NLM Photonics and Imec have made tremendous progress in photonics. Photonics’ innovative devices are poised to revolutionize data transmission rate standards across telecommunications. Both made powerful statements showcasing their most recent technology advances at the European Conference on Optical Communication in Copenhagen, Denmark, in mid September. NLM Photonics’ electro-absorption modulator and Imec’s chip featuring eight Mach-Zehnder modulators represent a milestone in the quest for faster, more efficient data transfer.
The uniqueness of NLM Photonics’ device is that it can work at 300 mm without any manufacturing defects. This remarkable success heralds a new era for all silicon-based technologies. It reaches a staggering 448 gigabits per second (Gb/s) per lane. This performance is well beyond the nominal 100 Gb/s per lane available from most higher volume transceivers on the market today. This development is the first big step in the new technology. Companies are now actively targeting speeds of 200 Gb/s per lane in an effort to keep up with our industry’s insatiable demand.
In comparison, Imec’s chip—only about 300 square microns total—uses eight Mach-Zehnder modulators. Each modulator makes precise real-time adjustments to the magnitude and phase of scattered light to produce complex optical effects. Most significantly, Imec’s architecture allows for electrical modification of one of these paths, altering the phase of the signal to improve the potential for data transmission.
Breakthroughs in Data Rates
NLM Photonics and Imec have joined forces to achieve excellent outcomes. They’ve succeeded in the feat by pushing electrical data rates to new heights, including stunning 400 Gb/s per lane! This performance, the best of any silicon-based material used to date in this speed category, proves silicon-based materials’ promise in high-speed applications. The development is being closely watched by the industry as it attempts to build on the promise of existing technologies to pursue their full potential.

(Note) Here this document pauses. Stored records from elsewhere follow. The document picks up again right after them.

PR #537, opened 2021-02-04
New feature/branch: Create tests that can run without having to register them.

carsonalh:
**IMPORTANT**: I don't want this merged with master yet, so _please_ don't do that. I would much rather have another branch created where I can progressively work on this feature over time.

This commit marks the start of a new feature that I'm trying to
implement to get unity to work without having to register each and every
test in order to run it.  The idea is that tests are run as blocks in a
larger function instead of being functions themselves.  This way, there
is no need to register each function, as they will run in the same way
that normal code inside a function runs; because that's what it is.

The way it works is using the `TEST` macro that I've defined.  This
calls an internal function I've called `unity_register_test_` (naming is
flexible), which changes Unity's internal global state to say that the
following code is a part of the next test.  Another idea I have in mind
(but not yet implemented), is to have a function that, like
`unity_register_test_`, is automatically inserted with the `TEST` macro,
but instead looks at the global state _after_ a test has run to report
its success / failure / ignore.  Since the block after the test macro is
where the code lies, this function would have to account for the
_previous_ test.  To account for the case of the last test in the suite,
that could be done in main, after `unity_suite_func_` is called.

For now, however, this is still basically in its concept phase, and any
further development would be appreciated!


Crazor:
This looks like a promising idea. Are you still working on this branch?

carsonalh:
I can still work on it if you want. I thought it wasn't going to be accepted. I'd be more than happy to stay working on it again.

Crazor:
Even in this was not accepted, I would want to use something like this. As it is now, Unity does not follow the DRY principle, which is unnecessarily verbose and also a cause for errors if I'm not careful. I was actually thinking of creating a fork to fix this, but then I came across your effort.

mvandervoord:
I'd love to see continued work on this (it's nice to have an alternative to using a test runner generated or having to do it manually). I'm closing this PR, though, as there has been no progress on a long time and the branch can continue to exist without it.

NLM Photonics’ device works best in the conventional (C) telecommunications band, using infrared rays of about 1550 nanometers wavelength. This wavelength is especially important for long-distance communication, thus NLM’s advancements are especially applicable and needed within today’s telecommunication infrastructures.
“It’s a device available now at 300 mm, without any question of manufacturing issues.” – Clint Schow
Schow described this achievement as groundbreaking, indicating that it has the potential to raise the bar for the industry. Simplifying the ability to manufacture devices at this scale without thermal runaway highlights NLM Photonics’ commitment to innovation and reliability.
Long-term Stability and Reliability
Aside from its record data rates, NLM Photonics’ device has shown long-term thermal stability above 120 degrees Celsius. This durability is especially critical for telecom hardware, which are frequently deployed in harsh conditions. The firm’s encapsulation technology shines when pushed to the extreme. It resists continuous exposure to temperatures up to 85 degrees Celsius and passes extreme hot and humid temperature cycling tests.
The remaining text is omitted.